From that moment on, any anxiety we felt earlier in the game was gone. Helping elevate the mood even more was the fact that the Rays were handling the Yankees in St. Petersburg. Once that game went final, score-board-watching O’s fans cheered loudly and Red Sox fans shook their heads sideways in a mixture of disgust/disappointment – it was a great sight to see. In the 9th, the Red Sox fans that had been relatively subdued since Andino’s homerun, made one last ditch effort to rally their team. It seemed to work as Jim Johnson went 0-2 on Ellsbury before hitting him with a pitch. A balk moved Ellsbury to second and a single drove him in. There was certainly a feeling amongst some at OPACY that night of “here we go again” at this point. I can’t blame that feeling – the O’s had been in this position before and the way the inning started (with a hit batter on an 0-2 count) it certainly did appear to be the start of another dramatic, snake-bitten collapse by the Orioles.
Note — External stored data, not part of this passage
PR #632, opened 2017-11-10
Fix SQLNamedConn and multiple backends

AdamJacobMuller:
When trying to use `SQLNamedConn` with a backend type different from `SQLBackend`, the backend connection was always being created with the `SQLBackend` type.

This fix calls `sql_set_backend` inside the `SQLNamedConn` loop (with the 2nd argument to `SQLNamedConn`) before we call `sql_define_conn` and later calls `sql_set_backend` to restore it to the original value of `SQLBackend`

I'm not sure this is a perfect fix, or even a good one (I'm not even really a C programmer) but this fixes my issue. I can generate and provide configurations that demonstrate the issue if you'd like.

### DIFF
--- a/contrib/mod_sql.c
+++ b/contrib/mod_sql.c
@@ -6333,6 +6333,8 @@ static int sql_sess_init(void) {
       pr_sql_conn_policy = SQL_CONN_POLICY_PERCALL;
     }
 
+    sql_set_backend(c->argv[1]);
+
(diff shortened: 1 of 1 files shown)


Castaglia:
Yes, would you mind opening a issue on this project, describing the behavior and the configurations you're using?  That way we can track the issue number in our release notes -- and I can try to use your configuration to reproduce the behavior locally.  Thanks!

Castaglia:
Thanks for the pull request!  This has now been fixed in master (with some logging code added for future debugging), and backported to the 1.3.6 branch, per Issue #642.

Our optimism was still relatively high. Jim Johnson was as dependable of a reliever anywhere in the American League during the season and did a good job keep in the ball in the park. The odds were still in his favor for getting out of the jam. He did just that, keeping Boston to just that one run and ending the game with a strikeout to Lowrie. The O’s fans in attendance erupted with the final out. I think most of us there were all too excited to rub the win, and the loss of the Red Sox wild card lead, in the faces of the Boston fans. Tim and I retreated to the tunnels, awaiting my Dad who had been watching the game with a group elsewhere in the stadium. We playfully rubbed it into the Red Sox as they passed and exchanged high-fives with a couple of Rays fans. Yes – it was obnoxious but not entirely called for if you ever sat through a Red Sox-Orioles game where the result of the game was the opposite.
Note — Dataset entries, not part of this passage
PR #636, opened 2017-11-18
David Ordal reported a bug in the popular Rebex SFTP library.  It is …

Castaglia:
…a client

side bug, but popular enough to warrant an SFTPOption for working around it.


lukaaash:
FYI, this bug has been fixed in Rebex SFTP 2017 R6.1 (build 6534) released on 2017-11-20.
Sorry for the inconvenience!

PR #1616, opened 2023-03-04
Refactor some duplicated timestamp logging code into a reusable funct…

Castaglia:
…ion, to make things more DRY.


offsides:
Looks reasonable to me, and you know the ins and outs of your code better than I do, so I'm assuming your way of doing it is better than mine.  It certainly resolves the duplicated code issue nicely.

On a grander scale, the night couldn’t have gone any better for those hoping to see the Red Sox miss the playoffs. Any advantage the Red Sox once had was now gone. The Red Sox entered the night with a 60% chance of being the AL Wild Card team outright, 20% chance of playing a one game playoff, and a 20% chance of losing the Wild Card to the Rays outright. After the game, those odds had shifted dramatically. With the Rays and Red Sox deadlocked at the top of the Wild Card standings, the odds of all three of those scenarios happening was 33% each. The O’s and Rays each winning their respective series openers was huge in swingning the odds – and the momentum – away from the Red Sox.